Once the descendant population is generated, the FF is evaluated once more.
New population
Once the new population has been evaluated, the group with the best solutions found by the CGA is saved. Then, a new population is generated by combining the group of descendant individuals, which produce a population with 2a following potential solutions. If two potential solutions are identical, one of them is removed from the list. This procedure is repeated until it is guaranteed that all potential solutions are different. Now, the list of resulting potential solutions is organized in an ascending form, the best solutions are selected as the new population, and they move on to the new iteration.
Stopping criterion
The proposed CGA ends the optimization process when one of the following conditions is satisfied:
The total iteration number has been reached.
The best potential solution does not improve its value after m continuous iterations.
Finally, Algorithm 1 shows the pseudo-code that describes the iterative process of the genetic algorithm.
Results
The solution technique was programmed in MATLAB with a desktop computer (HPZ600, with 8GB RAM and 4 processor cores). In order to compare the numerical results, different optimization techniques were used, such as the conventional method, particle swarm optimization (PSO), and artificial bee colony (ABS), as published by Thamaraikannan and Thirunavukkarasu (2014).
In Figure 1, it can be observed that the CGA obtained the lowest value compared with the other techniques; the best objective value went from 46,51 cm3, as obtained by the best reported technique, to 45,80 cm3, which represents an improvement of 1,5%. Compared to the reported techniques, CGA shows an improvement in the fitness function, with a feasible solution taking an average computing time of 1 s, which finds the following values of the decision variables: d = 0,6739 cm, D = 2,4048 cm, and N c = 15. When the set of constraints were evaluated, it was found that the values obtained by the purposed method were satisfied, which shows the feasibility of the design, not only with respect to the available space, determined by the free length, but also regarding the constraints related to the stresses and deflection under maximum load, which guarantees the quality of the solution.
Therefore, the CGA proves to be an efficient and fast technique for solving problems such as the one addressed in this study.

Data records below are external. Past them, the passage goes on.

PR #1832, opened 2024-05-28
Fix `DataSerialize` conversion for elements of the same type

laggui:
### Checklist

### Related Issues/PRs

Improve record loading speed for [llama-burn](https://github.com/tracel-ai/models/pull/35)

### Changes

- Check origin and destination element type and skip conversion for same type element
- Reverted version to 0.14.0 (erroneously bumped twice since last release)

### DIFF
--- a/Cargo.lock
+++ b/Cargo.lock
@@ -242,7 +242,7 @@ dependencies = [
 
 [[package]]
 name = "backend-comparison"
-version = "0.15.0"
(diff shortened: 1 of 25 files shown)


laggui:
Guess it wasn't such a great idea to include the version downgrade.. CI fails because of that. Will try to fix.

nathanielsimard (approved):

PR #1834, opened 2024-05-28
feat: added range onnx import

JachymPutta:
### Checklist

### Changes

Add the range import to onnx

### Testing

`cargo test range`

### Related Issue

#1714


crates/burn-import/src/burn/node/range.rs
```diff
@@ -0,0 +1,118 @@
...
+            _ => panic!("End must be a scalar"),
+        };
+
+        let step = match &self.step {
+            Type::Scalar(s) => {
+                let name = s.name.clone();
+                quote! { #name }
+            }
+            _ => panic!("Step must be a scalar"),
+        };
```
laggui, line 49: If the three fields are all supposed to be scalar, I suggest we change the node fields to:

```rust
pub struct RangeNode {
    pub start: ScalarType,
    pub end: ScalarType,
    pub step: ScalarType,
    pub output: TensorType,
}
```

and the logic to check the extract the scalar types can go in the `range_conversion`.

laggui (changes requested):
Good job! 🙂 

I have one minor request over form when checking the types, otherwise looks good to me.

crates/burn-import/src/burn/node/range.rs
laggui: Well yes, scalars are simply represented as 0-dim tensors. Basically what I am suggesting is just to move the type handling outside of the forward node method to the `range_conversion` function instead, a bit like this:

```rust
  fn range_conversion(node: Node) -> RangeNode {
      let output = node.outputs.first().unwrap().to_tensor_type();
      let start = node.inputs.first().unwrap().to_type();
      let end = node.inputs.get(1).unwrap().to_type();
      let step = node.inputs.get(2).unwrap().to_type();

      // Check/convert start, end & step to ScalarType just as it was done in the forward method
     // ...

      RangeNode::new(start, end, step, output)
  }
```

laggui (approved):
LGTM! 🚀

antimora (approved):
LGTM

PR #1842, opened 2024-05-31
Feat/cube/struct support

louisfd:
Support for using structs in Cube. 
There are still some todos:
- [ ] cube annotation over struct to generate the expand version
- [ ] use it in the convolution, with launch args stuff


louisfd (commented):
Lgtm

PR #1856, opened 2024-06-05
feat: added slice onnx import

JachymPutta:
### Checklist

### Related Issues/PRs

Helping with #1714 

### Changes

Added the slice import to onnx

### Testing

`cargo test -p burn-import --color=always -- --color=always`
`cargo test -p onnx-tests --color=always`


crates/burn-import/onnx-tests/tests/onnx_tests.rs
```diff
@@ -459,6 +460,24 @@ mod tests {
...
 
+    #[test]
+    fn slice() {
+        let model: slice::Model<Backend> = slice::Model::default();
+        let device = Default::default();
+
+        let input = Tensor::<Backend, 2>::from_floats(
+            [
+                [1., 2., 3., 4., 5., 6., 7., 8., 9., 10.],
+                [1., 2., 3., 4., 5., 6., 7., 8., 9., 10.],
```
laggui, line 471: Maybe change the values of the second dim just to make it clear what data is sliced with this test 😅

crates/burn-import/src/burn/node/slice.rs
```diff
@@ -0,0 +1,104 @@
...
+        // let steps = match &self.steps {
+        //     Some(steps) => steps.to_tokens(),
+        //     None => quote! { None },
+        // };
+
+        // compine starts and ends into ranges
+        // example: starts = [0, 0, 0, 0], ends = [1, 1, 1, 1]
+        // ranges = [0..1, 0..1, 0..1, 0..1]
+        let starts = &self.starts;
+        let ends = &self.ends;
```
laggui, line 40: I think we still need to check the axes since there is no guarantee that they always including the leading axes (e.g., if `axes = [2, 3]` for values of `starts` and `ends`), but it's not entirely clear even as described in the [spec](https://github.com/onnx/onnx/blob/main/docs/Operators.md#Slice).

If we keep this solution without checking for non leading axes, I would at least parse the values of `axes` and error on invalid/unsupported values (i.e., skipping leading axes).

crates/burn-import/src/onnx/op_configuration.rs
```diff
@@ -1015,6 +1015,53 @@ pub fn shape_config(curr: &Node) -> (usize, usize) {
...
+        ArgType::Tensor(tensor) => {
+            assert_eq!(tensor.dim, 1, "Slice: ends tensor must be 1D");
+            if let Some(Data::Int64s(shape)) = end_value.as_ref() {
+                shape.iter().map(|x| *x as usize).collect()
+            } else {
+                panic!("Tensor data type must be int64")
+            }
+        }
+        _ => panic!("Only tensor input is valid for shape"),
+    };
```
laggui, line 1049: According to the [spec](https://github.com/onnx/onnx/blob/main/docs/Operators.md#Slice), we should handle negative values for `starts`, `end` and `axes`.

We should also be able to map the `axes` specified to the correct ranges for `tensor.slice(ranges)`.

Also, we should still parse steps and make sure that values != 1 are not accepted (panic) since Burn only supports regular ranges with step 1.

laggui (changes requested):
Thanks for tackling this op! 🙏 

A couple of minor requests, and perhaps removing the commented code once everything is completed :)

crates/burn-import/src/onnx/op_configuration.rs
JachymPutta: Makes sense, I will put those checks in place

crates/burn-import/onnx-tests/tests/onnx_tests.rs
JachymPutta: 😃 right, yeah

crates/burn-import/src/onnx/op_configuration.rs
JachymPutta: How would we handle negative values for `starts`, `ends` and `axes` since we would need to know the length of the input to calculate the new index and that's only known at runtime? I could always throw an error, but there might be a better way to do this.
`a[-1] == a[a.len() - 1]`

laggui: Oh right. I just checked the implementation for other ops which deal with negative axes and turns out that it's assumed the tensor dims are known when parsing the graph in these nodes... see for example the [shape node config](https://github.com/tracel-ai/burn/blob/main/crates/burn-import/src/onnx/op_configuration.rs#L1007-L1013).

In this case, we have two options:
1) Assume the `tensor.dim` is valid at this point (as is done in the current ops)
2) Throw an error for negative axis.

I don't have any preference per se.

JachymPutta: Cool, thanks!

laggui (approved):
LGTM! 🚀 

Thanks for making the changes and handling the cases we don't support for now.

PR #1858, opened 2024-06-06
Speedup client.create for small allocations.

ArthurBrussee:
### Checklist

- [x ] Confirmed that `run-checks all` script has been executed.
- [ x] Made sure the book is up to date with changes in this PR.

### Changes

I've noticed client.create() is quite slow when churning through lots of small kernels. It seems allocating a buffer each time is causing some overhead. After poking at WGPU a bit it seems a solution is to use their StagingBelt - effectively a pool.

It seems queue.write_buffer_with() would be even faster - but I couldn't get that to work. As it doesn't live on the encoder, you can't get the order of scheduling right.

What really would be faster though, is a different approach. These small allocations seem to come from the "info" buffers for various kernels. These really might need some special considerations - they should be bound as uniform data, and maybe a kernel could manage it's own "argument buffer" instead of relying on the burn allocator.

I might pursue that in the future, but figured this might be neat anyway for discussion, and who knows maybe other small allocations appear.

### Testing
Here's a comparison of a forward pass before/after. Nb this is just measuring CPU overhead. GPU is likely slightly faster as well.

traceCompare

### DIFF
--- a/crates/burn-wgpu/src/compute/server.rs
+++ b/crates/burn-wgpu/src/compute/server.rs
@@ -1,3 +1,5 @@
+use std::num::NonZeroU64;
+
 use super::WgpuStorage;
 use alloc::{borrow::Cow, sync::Arc};
 use burn_compute::{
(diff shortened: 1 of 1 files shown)


nathanielsimard (approved):
LGTM Thanks for the improvement 🙏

The difference between the values of the techniques may be due to the tuning and programming of the algorithms, which not only affects the quality of the response, but also the processing times, which are not reported by Thamaraikannan and Thirunavukkarasu (2014).
Conclusions
In this paper, the optimization of a closed coil helical spring was carried out through a continuous genetic algorithm, where the objective function was the minimization of the volume of the spring by means of an adequate selection of the wire diameter, the mean diameter, and the number of coils; and, as a set of constraints, the technical and physical conditions that should be considered in this type of devices to ensure a reliable and safe design. For the sake of comparison, particle swarm optimization, artificial bee colonies, and the conventional method were employed, which have been proposed in the literature to solve the problem addressed in this research. Computational simulations showed that the CGA obtained the best results in terms of quality of the solution, with a volume 1,5% less that the best value reported by the comparison methods, while taking only 1 s to obtain the solution and meeting all the set of constraints. This proves that the proposed method can be used to solve not only the mathematical model employed, but also a problem with non-convex, nonlinear functions, at a low computational cost. This can be achieved by the way in which the algorithm explored and exploited the solution space.